Possible nodal superconducting gap in Fe${}_{1+y}$(Te${}_{1-x}$Se${}_x$) single crystals from ultralow temperature penetration depth measurements

Using a radio-frequency tunnel diode oscillator technique, we measured the temperature dependence of the in-plane London penetration depth $\Delta {\lambda }_{ab}\left(T\right)$ in Fe${}_{1+y}$(Te${}_{1-x}$Se${}_x)$ single crystals, down to temperatures as low as 50 mK. A significant number of samples, with nominal Se concentrations $x=0.36$, 0.40, 0.43, and 0.45, respectively, were studied and in many cases we found that $\Delta {\lambda }_{ab}\left(T\right)$ shows an upturn below 0.7 K, indicative of a paramagnetic-type contribution.
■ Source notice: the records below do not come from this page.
PR #14, opened 2018-07-26
MAGECLOUD-2503: Mysql Adapter Should Retry After Deadlock

JacobBrownAustin:


akaplya:
Database adapter is not an appropriate layer for rerunning failed operations. Because an adapter does not have information about other data changes processed by a transaction before failure.

JacobBrownAustin:
@akaplya There's two things about that:
A) It already does that for disconnects (server has gone away and lost connections).
Source: https://github.com/magento/magento2/compare/2.2-develop...JacobBrownAustin:MAGECLOUD-2503-2.2-develop?expand=1#diff-2b5067e3a6c0d21915ae0431519dcc76L556

B) In my proposal here, I check that there is nothing else in this transaction.  Therefore, there are no other data changes in this transaction before failure.
Source: https://github.com/magento/magento2/compare/2.2-develop...JacobBrownAustin:MAGECLOUD-2503-2.2-develop?expand=1#diff-2b5067e3a6c0d21915ae0431519dcc76R559

akaplya:
This is non-transparent which operations will be rerun. It always will depend on the context of execution. So for the same operation, we may face different behavior depends on the execution context. As a result, the complexity of troubleshooting significantly increase.

Definitely, we need re-try mechanism. But it has to be implemented at a higher level. Ideally above the contracts.

JacobBrownAustin:
With this proposal, the only thing I'm changes is that it will retry if it gets a Deadlock error.  Therefore, the only operation that will be rerun is the query that the SQL deadlock detector decided to kill.  The context should not matter at all.  Just like the context of why the network connection failing doesn't matter.  

If you are saying that we should add more logging when the automatic retry happens, I totally agree with that.

Also, if you are saying that the network connection retries should also look at getTransactionLevel() to make sure they aren't retrying in the middle of a transaction, I agree with that too.

I've seen something wrong with my prototype, and I'll try to clear it up tonight.

JacobBrownAustin:
Okay, I've updated the example so it's easier to read, and fixed two small things.
A) When retrying query that got Deadlock error, we don't need to reconnect.
B) When there were disconnect errors, we were retrying even when in the middle of a transaction.  That doesn't make sense, so I changed that.  (This looks like an existing bug in Magento.)

https://github.com/magento/magento2/compare/2.2-develop...JacobBrownAustin:MAGECLOUD-2503-2.2-develop?expand=1

akaplya:
I would say that B) case is a mistake we have to fix

JacobBrownAustin:
I'm adding the example SQL Deadlock I attached to MAGECLOUD-2503 to this issue so you can see it for reference.  This is an example of the DELETE query from one process deadlocking against the same DELETE query from a different process.  Both processes are `magento cron:run`, but one of them is a different cron group than the other.

------------------------
LATEST DETECTED DEADLOCK
------------------------
2018-07-18 20:42:54 7fdce6ca5700
*** (1) TRANSACTION:
TRANSACTION 8936031966, ACTIVE 0 sec starting index read
mysql tables in use 1, locked 1
LOCK WAIT 10 lock struct(s), heap size 2936, 79 row lock(s)
MySQL thread id 31644, OS thread handle 0x7fdce6d80700, query id 20912368 246.4.160.9 user updating

DELETE FROM `cron_schedule` WHERE (status = 'success') AND (job_code in ('indexer_reindex_all_invalid', 'indexer_update_all_views', 'indexer_clean_all_changelogs', 'magento_targetrule_index_reindex')) AND (created_at < '2018-07-11 20:42:38') LIMIT 1024

*** (1) WAITING FOR THIS LOCK TO BE GRANTED:
RECORD LOCKS space id 2762 page no 8 n bits 208 index `PRIMARY` of table `main`.`cron_schedule` trx table locks 1 total table locks 2  trx id 8936031966 lock_mode X locks rec but not gap waiting lock hold time 0 wait time before grant 0
*** (2) TRANSACTION:
TRANSACTION 8936031821, ACTIVE 0 sec fetching rows
mysql tables in use 1, locked 1
14 lock struct(s), heap size 2936, 1432 row lock(s), undo log entries 70
MySQL thread id 31639, OS thread handle 0x7fdce6ca5700, query id 20912288 246.4.160.9 user updating

DELETE FROM `cron_schedule` WHERE (status = 'success') AND (job_code in ('currency_rates_update', 'backend_clean_cache', 'visitor_clean', 'catalog_index_refresh_price', 'catalog_product_flat_indexer_store_cleanup', 'catalog_product_outdated_price_values_cleanup', 'catalog_product_frontend_actions_flush', 'catalog_product_attribute_value_synchronize', 'catalogrule_apply_all', 'system_backup', 'sales_clean_quotes', 'sales_clean_orders', 'aggregate_sales_report_order_data', 'aggregate_sales_report_invoiced_data', 'aggregate_sales_report_refunded_data', 'aggregate_sales_report_bestsellers_data', 'sales_grid_order_async_insert', 'sales_grid_order_invoice_async_insert', 'sales_grid_order_shipment_async_insert', 'sales_grid_order_creditmemo_async_insert', 'sales_send_order_emails', 'sales_send_order_invoice_emails', 'sales_send_order_shipment_emails', 'sales_send_order_creditmemo_emails', 'captcha_delete_old_attempts

*** (2) HOLDS THE LOCK(S):
RECORD LOCKS space id 2762 page no 8 n bits 208 index `PRIMARY` of table `main`.`cron_schedule` trx table locks 1 total table locks 2  trx id 8936031821 lock_mode X lock hold time 0 wait time before grant 0
*** (2) WAITING FOR THIS LOCK TO BE GRANTED:
RECORD LOCKS space id 2762 page no 29 n bits 208 index `PRIMARY` of table `main`.`cron_schedule` trx table locks 1 total table locks 2  trx id 8936031821 lock_mode X waiting lock hold time 0 wait time before grant 0
*** WE ROLL BACK TRANSACTION (1)

JacobBrownAustin:
Here's a different example, also from `magento cron:run` command that I captured earlier when I was first investigating MAGECLOUD-2445 (the source of MAGECLOUD-2503).

This example is different because the two queries are different.  This time, one of them is one of the DELETE queries, but the other query is the UPDATE query.

------------------------
LATEST DETECTED DEADLOCK
------------------------
2018-07-05 05:07:05 7f372a3ac700
*** (1) TRANSACTION:
TRANSACTION 280666259, ACTIVE 1 sec starting index read
mysql tables in use 2, locked 2
LOCK WAIT 4 lock struct(s), heap size 1184, 3 row lock(s)
MySQL thread id 13811, OS thread handle 0x7f3744109700, query id 44662775 246.4.144.114 user Sending data
UPDATE `cron_schedule` AS `current`
 LEFT JOIN `cron_schedule` AS `existing` ON existing.job_code = current.job_code AND (existing.executed_at > UTC_TIMESTAMP() - INTERVAL 1 DAY OR existing.executed_at IS NULL) AND existing.status = 'running'
SET `current`.`status` = 'running'
WHERE (current.schedule_id = '3846510') AND (current.status = 'pending') AND (existing.schedule_id IS NULL)
*** (1) WAITING FOR THIS LOCK TO BE GRANTED:
RECORD LOCKS space id 1587 page no 6624 n bits 264 index `PRIMARY` of table `main`.`cron_schedule` trx table locks 1 total table locks 2  trx id 280666259 lock mode S locks rec but not gap waiting lock hold time 1 wait time before grant 0
*** (2) TRANSACTION:
TRANSACTION 280666258, ACTIVE 1 sec fetching rows
mysql tables in use 1, locked 1
911 lock struct(s), heap size 112168, 114280 row lock(s)
MySQL thread id 13816, OS thread handle 0x7f372a3ac700, query id 44662773 246.4.144.114 user updating
DELETE FROM `cron_schedule` WHERE (status = 'pending') AND (job_code in ('currency_rates_update', 'backend_clean_cache', 'visitor_clean', 'catalog_index_refresh_price', 'catalog_product_flat_indexer_store_cleanup', 'catalog_product_outdated_price_values_cleanup', 'catalog_product_frontend_actions_flush', 'catalog_product_attribute_value_synchronize', 'sales_clean_quotes', 'sales_clean_orders', 'aggregate_sales_report_order_data', 'aggregate_sales_report_invoiced_data', 'aggregate_sales_report_refunded_data', 'aggregate_sales_report_bestsellers_data', 'sales_grid_order_async_insert', 'sales_grid_order_invoice_async_insert', 'sales_grid_order_shipment_async_insert', 'sales_grid_order_creditmemo_async_insert', 'sales_send_order_emails', 'sales_send_order_invoice_emails', 'sales_send_order_shipment_emails', 'sales_send_order_creditmemo_emails', 'system_backup', 'catalogrule_apply_all', 'aggregate_sales_report_co
*** (2) HOLDS THE LOCK(S):
RECORD LOCKS space id 1587 page no 6624 n bits 264 index `PRIMARY` of table `main`.`cron_schedule` trx table locks 1 total table locks 2  trx id 280666258 lock_mode X lock hold time 1 wait time before grant 0
*** (2) WAITING FOR THIS LOCK TO BE GRANTED:
RECORD LOCKS space id 1587 page no 8005 n bits 176 index `PRIMARY` of table `main`.`cron_schedule` trx table locks 1 total table locks 2  trx id 280666258 lock_mode X waiting lock hold time 0 wait time before grant 0
*** WE ROLL BACK TRANSACTION (1)

JacobBrownAustin:
I've been able to get the Deadlocks to happen today, but has always happened outside of the process I have attached with XDEBUG, so I've been unable to get a stack trace for you.

JacobBrownAustin:
> InnoDB uses automatic row-level locking. You can get deadlocks even in the case of transactions that just insert or delete a single row. That is because these operations are not really “atomic”; they automatically set locks on the (possibly several) index records of the row inserted or deleted.

Source: https://dev.mysql.com/doc/refman/8.0/en/innodb-deadlocks-handling.html

JacobBrownAustin:
> Before and above all diagnosis, it is always an important practice to have the applications catch deadlock error (MySQL error no. 1213) and handle it by retrying the transaction.

Source: https://www.percona.com/blog/2014/10/28/how-to-deal-with-mysql-deadlocks/

Note that in this proposal, I'm only suggesting retrying the query if it is not part of a bigger transaction, because it is super easy that way.  For transactions that are multiple queries, it will have to be handled specific to each of those transactions on how or when to retry.

kandy:
Retry After Deadlock should be done on application level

After subtracting the magnetic background, the low-temperature behavior of penetration depth is best described by a power law with exponent $n\approx 2$ and with no systematic dependence on the Se concentration. Most importantly, in the limit of $T\to 0$, in some samples we observed a narrow region of linear temperature dependence of penetration depth, suggestive of nodes in the superconducting gap of Fe${}_{1+y}$(Te${}_{1-x}$Se${}_x)$.

Figure 1

Left: Picture of one of the $8\times 8$ mm${}^2$ flat coils with 3 turns/mm milled on a copper-clad laminate 1-oz. PCB board. Right: Spatial arrangement of the coils and sample. The setup is symmetric with respect to reflection across the $z=0$ plane.

Figure 2

The simulated magnetic field distribution of our setup for the normal state of the sample. (a) Magnetic field lines and flux density distribution over the $y=0$ cross section of the setup (side view). (b) Flux density distribution over the $z=0$ cross section of the setup (top view). (c) Expanded view on the $y=0$ plane. (d) Expanded view on the $z=0$ plane. The white rectangles symbolize the domain of a $2\times 2\times 0.1$ mm${}^3$ sample. The color scale corresponds to the $B$ field magnitude relative to its value in the center of the sample (0,0,0).

Figure 3

$\Delta {\lambda }_{ab}\left(T\right)$ (continuous lines) in Fe${}_{1+y}$(Te${}_{1-x}$Se${}_x)$ for the low-temperature range in two different specimens for each nominal Se concentration, namely, (a) $x=0.36$, (b) $x=0.40$, (c) $x=0.43$, and (d) $x=0.45$. The dashed black lines are the representative allometric fits for each sample in the 0.5 K–$T_c/3$ temperature range with the fitting parameters $A$ and $n$ shown. The curves have been offset by 10 nm for clarity. Inset: Relative frequency variations from TDO measurements for each sample.

Figure 4

The relative variation of the in-plane penetration depth $\Delta {\lambda }_{ab}\left(T\right)$ data (points) at ultralow temperatures for all eight samples after subtracting the $C/T$ paramagnetic contribution as a function of $T^{2.15}$. The continuous lines are linear fits for the $T_{\min }–$2 K temperature range with the slope values of $A$ from Table . The data for each sample have been shifted by 10 nm. Inset: the raw $\Delta {\lambda }_{ab}\left(T\right)$ data (filled spheres) and the data with the subtracted paramagnetic dependence (open circles) for two samples, namely, 40#2 and 45#2 (the data have been shifted by 20 nm). The continuous lines represent the $A{T}^n+C/T$ fit of the raw data.

Figure 5

Superfluid density ${\rho }_s\left(T\right)$ in Fe${}_{1.02}$Te${}_{1-x}$Se${}_x$ for the lowest Se doping $x=36$ (sample 36#1, top) and highest Se doping $x=45$ (sample 45#1, bottom) calculated from experimental data assuming two extreme values for $\lambda \left(0\right)$ reported in literature, i.e., 430 nm (Ref. 18) and 560 nm (Ref. 16). The dashed (black) lines illustrate the two-gap fit over the entire temperature range up to $T_C$. Inset: the low-temperature region.

Figure 6

The relative variation of the in-plane penetration depth $\Delta {\lambda }_{ab}\left(T\right)$ raw experimental data (red points) for two samples with $x=0.36$ (36#1) and $x=0.43$ (43#1) at low temperatures revealing a linear region.